- Your goal: Copy every line of the data that contains the string "reaches".

- Information provided:
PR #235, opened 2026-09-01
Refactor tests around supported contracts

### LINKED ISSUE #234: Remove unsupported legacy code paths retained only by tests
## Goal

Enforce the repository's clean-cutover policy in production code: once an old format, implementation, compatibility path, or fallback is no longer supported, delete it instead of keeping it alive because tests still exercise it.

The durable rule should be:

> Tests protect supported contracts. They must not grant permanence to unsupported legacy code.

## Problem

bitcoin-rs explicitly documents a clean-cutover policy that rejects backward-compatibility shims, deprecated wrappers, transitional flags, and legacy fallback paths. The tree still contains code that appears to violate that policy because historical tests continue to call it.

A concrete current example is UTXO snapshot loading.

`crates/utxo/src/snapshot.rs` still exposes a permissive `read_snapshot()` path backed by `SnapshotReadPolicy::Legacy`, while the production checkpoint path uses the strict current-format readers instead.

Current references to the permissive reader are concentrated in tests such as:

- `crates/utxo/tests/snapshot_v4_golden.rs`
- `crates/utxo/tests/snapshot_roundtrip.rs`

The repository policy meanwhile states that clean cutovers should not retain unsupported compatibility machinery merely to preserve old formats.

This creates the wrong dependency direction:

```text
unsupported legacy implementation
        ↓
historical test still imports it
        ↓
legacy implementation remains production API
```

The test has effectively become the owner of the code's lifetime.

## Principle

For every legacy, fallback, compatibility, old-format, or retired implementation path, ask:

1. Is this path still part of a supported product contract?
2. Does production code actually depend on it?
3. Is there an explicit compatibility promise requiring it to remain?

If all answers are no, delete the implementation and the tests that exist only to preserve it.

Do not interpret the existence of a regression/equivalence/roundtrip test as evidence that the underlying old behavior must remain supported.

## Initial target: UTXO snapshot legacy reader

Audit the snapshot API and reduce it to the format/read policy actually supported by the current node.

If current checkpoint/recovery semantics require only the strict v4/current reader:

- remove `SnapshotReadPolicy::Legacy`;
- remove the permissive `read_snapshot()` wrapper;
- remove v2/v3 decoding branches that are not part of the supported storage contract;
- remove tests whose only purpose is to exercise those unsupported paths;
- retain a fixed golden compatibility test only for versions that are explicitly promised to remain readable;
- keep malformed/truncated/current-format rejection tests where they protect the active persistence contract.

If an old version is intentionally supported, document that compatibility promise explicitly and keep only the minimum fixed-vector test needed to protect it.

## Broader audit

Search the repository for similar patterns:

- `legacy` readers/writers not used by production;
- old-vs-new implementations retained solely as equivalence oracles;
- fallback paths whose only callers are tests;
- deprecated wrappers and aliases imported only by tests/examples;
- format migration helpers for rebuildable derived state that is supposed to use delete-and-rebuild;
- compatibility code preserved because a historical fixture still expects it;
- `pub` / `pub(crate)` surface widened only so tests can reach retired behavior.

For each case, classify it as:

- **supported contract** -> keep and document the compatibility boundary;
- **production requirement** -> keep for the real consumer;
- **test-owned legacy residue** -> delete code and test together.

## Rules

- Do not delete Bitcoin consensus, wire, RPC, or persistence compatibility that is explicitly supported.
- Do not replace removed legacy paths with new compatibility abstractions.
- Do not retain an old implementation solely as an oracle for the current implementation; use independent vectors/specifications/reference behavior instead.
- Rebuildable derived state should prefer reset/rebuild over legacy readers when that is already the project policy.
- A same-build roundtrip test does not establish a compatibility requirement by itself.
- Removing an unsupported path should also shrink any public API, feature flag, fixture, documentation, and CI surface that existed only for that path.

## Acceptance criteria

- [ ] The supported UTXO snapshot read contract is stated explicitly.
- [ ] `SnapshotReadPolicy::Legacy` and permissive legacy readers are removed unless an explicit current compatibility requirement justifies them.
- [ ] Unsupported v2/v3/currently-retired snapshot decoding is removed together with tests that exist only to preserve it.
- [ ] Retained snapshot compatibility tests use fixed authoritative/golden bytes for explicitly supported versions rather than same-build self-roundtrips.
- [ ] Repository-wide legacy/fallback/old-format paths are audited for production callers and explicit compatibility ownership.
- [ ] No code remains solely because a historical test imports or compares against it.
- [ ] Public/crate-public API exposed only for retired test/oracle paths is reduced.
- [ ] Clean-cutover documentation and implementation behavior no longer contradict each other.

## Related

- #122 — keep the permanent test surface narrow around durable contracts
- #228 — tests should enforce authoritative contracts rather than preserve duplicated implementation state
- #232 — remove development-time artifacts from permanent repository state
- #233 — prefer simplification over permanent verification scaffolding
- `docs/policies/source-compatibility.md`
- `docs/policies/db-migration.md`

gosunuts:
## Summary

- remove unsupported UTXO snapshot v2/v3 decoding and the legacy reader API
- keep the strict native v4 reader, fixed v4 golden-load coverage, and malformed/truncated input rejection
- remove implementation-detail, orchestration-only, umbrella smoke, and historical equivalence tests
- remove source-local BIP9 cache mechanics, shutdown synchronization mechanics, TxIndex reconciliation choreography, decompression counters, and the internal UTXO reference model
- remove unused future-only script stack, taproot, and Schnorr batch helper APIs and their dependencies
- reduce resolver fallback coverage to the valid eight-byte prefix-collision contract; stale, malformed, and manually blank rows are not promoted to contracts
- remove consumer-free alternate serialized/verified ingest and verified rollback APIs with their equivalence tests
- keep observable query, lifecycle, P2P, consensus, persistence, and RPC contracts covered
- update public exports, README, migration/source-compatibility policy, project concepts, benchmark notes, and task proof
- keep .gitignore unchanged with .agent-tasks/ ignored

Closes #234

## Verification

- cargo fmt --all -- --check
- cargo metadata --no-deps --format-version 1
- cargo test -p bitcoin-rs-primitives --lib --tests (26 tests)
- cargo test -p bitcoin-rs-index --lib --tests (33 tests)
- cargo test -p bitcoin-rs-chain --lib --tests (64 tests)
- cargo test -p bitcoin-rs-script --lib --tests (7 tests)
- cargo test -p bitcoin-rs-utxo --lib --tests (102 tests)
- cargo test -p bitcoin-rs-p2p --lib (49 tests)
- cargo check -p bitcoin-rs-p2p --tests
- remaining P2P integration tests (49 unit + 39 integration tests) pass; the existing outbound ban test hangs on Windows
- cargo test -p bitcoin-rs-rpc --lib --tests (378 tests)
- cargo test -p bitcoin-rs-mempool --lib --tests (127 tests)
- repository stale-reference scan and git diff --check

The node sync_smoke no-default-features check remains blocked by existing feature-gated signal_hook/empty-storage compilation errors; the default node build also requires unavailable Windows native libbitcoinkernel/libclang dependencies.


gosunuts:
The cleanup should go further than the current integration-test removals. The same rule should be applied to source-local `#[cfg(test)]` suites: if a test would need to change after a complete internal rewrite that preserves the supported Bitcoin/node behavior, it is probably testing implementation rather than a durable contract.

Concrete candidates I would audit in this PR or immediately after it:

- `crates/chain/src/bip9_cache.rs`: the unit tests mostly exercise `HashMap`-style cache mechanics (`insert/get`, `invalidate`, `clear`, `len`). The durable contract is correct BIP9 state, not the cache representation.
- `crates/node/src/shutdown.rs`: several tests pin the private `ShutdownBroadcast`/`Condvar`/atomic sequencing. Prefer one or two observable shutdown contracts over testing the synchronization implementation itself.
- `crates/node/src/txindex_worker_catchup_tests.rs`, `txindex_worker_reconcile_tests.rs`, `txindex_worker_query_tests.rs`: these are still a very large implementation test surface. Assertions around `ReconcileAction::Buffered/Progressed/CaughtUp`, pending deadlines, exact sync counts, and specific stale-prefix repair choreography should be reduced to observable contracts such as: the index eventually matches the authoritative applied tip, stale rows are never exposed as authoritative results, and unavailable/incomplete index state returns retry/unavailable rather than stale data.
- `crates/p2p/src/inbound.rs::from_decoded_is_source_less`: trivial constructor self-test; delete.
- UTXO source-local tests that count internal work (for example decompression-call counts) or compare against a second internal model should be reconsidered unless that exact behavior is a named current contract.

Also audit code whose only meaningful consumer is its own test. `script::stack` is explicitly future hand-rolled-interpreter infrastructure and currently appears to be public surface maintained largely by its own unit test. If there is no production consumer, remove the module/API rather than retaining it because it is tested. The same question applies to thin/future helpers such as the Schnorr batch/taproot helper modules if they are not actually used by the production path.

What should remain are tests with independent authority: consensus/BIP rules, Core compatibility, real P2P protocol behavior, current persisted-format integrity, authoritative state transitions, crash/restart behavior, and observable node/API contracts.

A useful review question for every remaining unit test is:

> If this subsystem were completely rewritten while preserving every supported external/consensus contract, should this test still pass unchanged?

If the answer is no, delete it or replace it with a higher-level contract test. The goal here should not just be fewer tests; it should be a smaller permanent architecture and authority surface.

--

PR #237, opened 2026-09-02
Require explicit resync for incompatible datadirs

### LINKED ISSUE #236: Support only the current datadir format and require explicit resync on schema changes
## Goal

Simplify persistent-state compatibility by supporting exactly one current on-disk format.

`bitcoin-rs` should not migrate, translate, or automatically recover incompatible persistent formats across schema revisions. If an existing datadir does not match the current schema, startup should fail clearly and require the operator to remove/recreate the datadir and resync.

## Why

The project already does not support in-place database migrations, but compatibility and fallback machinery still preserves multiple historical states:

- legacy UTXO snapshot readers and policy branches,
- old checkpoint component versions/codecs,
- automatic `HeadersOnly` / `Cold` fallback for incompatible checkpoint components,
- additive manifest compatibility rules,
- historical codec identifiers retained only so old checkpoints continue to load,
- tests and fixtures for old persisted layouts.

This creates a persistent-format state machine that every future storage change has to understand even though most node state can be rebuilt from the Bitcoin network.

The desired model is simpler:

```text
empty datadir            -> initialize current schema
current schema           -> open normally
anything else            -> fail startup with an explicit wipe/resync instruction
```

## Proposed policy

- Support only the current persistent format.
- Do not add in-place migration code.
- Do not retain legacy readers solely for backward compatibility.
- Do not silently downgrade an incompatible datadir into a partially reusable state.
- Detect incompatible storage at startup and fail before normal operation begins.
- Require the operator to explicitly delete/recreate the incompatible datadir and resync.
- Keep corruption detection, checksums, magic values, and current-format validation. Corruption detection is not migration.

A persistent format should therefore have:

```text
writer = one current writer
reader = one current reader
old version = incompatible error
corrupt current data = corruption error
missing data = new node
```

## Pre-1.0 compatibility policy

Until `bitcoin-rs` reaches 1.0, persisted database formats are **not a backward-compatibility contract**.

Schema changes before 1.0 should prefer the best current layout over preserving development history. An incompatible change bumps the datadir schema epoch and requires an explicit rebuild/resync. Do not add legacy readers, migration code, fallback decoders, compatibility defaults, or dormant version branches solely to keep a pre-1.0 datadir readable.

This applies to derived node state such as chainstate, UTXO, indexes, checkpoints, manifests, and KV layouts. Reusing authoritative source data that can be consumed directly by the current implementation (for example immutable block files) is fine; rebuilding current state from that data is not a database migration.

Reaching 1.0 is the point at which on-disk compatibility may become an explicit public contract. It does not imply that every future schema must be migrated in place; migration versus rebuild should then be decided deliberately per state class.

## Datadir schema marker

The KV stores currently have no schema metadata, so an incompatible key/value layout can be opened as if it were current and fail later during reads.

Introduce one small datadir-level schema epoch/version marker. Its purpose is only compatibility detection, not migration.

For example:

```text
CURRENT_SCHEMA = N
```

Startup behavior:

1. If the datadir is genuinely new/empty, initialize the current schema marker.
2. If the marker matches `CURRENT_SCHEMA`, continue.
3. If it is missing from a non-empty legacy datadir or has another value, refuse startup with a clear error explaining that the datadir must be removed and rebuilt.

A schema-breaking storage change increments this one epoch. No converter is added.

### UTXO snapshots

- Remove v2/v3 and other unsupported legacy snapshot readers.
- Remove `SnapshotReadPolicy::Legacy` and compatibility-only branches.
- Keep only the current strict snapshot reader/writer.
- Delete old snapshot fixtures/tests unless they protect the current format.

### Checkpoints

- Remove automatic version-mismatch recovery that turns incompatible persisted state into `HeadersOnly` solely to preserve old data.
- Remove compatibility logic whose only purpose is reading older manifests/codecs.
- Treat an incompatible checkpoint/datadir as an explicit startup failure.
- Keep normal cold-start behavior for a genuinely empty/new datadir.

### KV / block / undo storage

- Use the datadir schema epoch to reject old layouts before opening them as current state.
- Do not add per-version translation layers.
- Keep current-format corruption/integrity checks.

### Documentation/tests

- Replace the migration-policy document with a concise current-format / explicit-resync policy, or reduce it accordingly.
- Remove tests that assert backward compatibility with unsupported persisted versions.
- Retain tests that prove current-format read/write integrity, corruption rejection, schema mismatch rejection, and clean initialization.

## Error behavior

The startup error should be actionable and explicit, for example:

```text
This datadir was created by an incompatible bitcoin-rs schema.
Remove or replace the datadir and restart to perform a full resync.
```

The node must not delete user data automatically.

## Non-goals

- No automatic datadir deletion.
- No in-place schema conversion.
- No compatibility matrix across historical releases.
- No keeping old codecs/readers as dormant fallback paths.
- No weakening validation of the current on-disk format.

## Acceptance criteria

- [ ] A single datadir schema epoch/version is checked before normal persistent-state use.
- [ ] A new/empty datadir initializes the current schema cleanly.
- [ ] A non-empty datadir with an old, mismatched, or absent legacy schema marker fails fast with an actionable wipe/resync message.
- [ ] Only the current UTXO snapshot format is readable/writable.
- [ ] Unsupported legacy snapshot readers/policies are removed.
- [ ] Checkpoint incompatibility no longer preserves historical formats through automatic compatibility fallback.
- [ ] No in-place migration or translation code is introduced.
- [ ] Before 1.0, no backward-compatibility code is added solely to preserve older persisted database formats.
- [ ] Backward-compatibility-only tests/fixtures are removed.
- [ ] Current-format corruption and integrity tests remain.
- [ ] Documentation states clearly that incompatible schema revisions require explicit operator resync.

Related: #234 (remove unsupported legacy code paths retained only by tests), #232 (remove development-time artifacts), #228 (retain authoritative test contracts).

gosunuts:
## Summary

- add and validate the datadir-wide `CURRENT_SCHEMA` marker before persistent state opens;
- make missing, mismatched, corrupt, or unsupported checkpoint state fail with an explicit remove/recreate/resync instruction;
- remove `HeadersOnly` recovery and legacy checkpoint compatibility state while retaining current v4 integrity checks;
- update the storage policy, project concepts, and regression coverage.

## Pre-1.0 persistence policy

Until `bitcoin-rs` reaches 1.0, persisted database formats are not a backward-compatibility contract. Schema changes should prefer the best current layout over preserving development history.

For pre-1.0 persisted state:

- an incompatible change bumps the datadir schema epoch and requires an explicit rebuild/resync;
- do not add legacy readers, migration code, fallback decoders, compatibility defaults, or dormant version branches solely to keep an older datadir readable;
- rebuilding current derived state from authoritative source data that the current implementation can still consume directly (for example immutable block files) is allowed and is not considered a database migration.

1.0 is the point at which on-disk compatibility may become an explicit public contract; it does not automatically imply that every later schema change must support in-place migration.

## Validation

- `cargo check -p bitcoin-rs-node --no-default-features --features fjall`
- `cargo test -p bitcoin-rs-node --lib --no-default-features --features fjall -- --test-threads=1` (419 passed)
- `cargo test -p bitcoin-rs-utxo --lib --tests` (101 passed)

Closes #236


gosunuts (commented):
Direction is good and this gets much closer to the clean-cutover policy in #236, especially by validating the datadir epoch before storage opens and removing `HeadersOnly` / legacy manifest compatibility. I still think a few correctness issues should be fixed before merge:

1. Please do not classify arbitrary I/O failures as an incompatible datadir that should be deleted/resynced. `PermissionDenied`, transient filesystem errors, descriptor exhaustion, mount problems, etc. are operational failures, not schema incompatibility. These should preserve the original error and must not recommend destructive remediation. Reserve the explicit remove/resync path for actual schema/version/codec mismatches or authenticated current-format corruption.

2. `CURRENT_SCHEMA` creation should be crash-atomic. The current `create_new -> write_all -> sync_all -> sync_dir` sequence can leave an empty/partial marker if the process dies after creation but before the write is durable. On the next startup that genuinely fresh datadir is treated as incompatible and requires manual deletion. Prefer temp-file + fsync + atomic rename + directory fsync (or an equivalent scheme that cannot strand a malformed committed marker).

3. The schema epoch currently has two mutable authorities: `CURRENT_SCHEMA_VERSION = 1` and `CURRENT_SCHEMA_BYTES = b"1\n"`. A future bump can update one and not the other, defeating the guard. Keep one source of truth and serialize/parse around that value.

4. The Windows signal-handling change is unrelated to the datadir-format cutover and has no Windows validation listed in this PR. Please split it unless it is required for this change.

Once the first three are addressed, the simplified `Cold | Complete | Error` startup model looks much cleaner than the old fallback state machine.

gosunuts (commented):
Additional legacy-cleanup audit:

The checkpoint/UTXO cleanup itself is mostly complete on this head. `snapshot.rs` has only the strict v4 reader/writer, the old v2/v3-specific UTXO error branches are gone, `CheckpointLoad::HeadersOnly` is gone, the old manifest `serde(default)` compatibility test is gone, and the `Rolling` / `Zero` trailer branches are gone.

- Your solution:
Until `bitcoin-rs` reaches 1.0, persisted database formats are **not a backward-compatibility contract**.
Until `bitcoin-rs` reaches 1.0, persisted database formats are not a backward-compatibility contract. Schema changes should prefer the best current layout over preserving development history.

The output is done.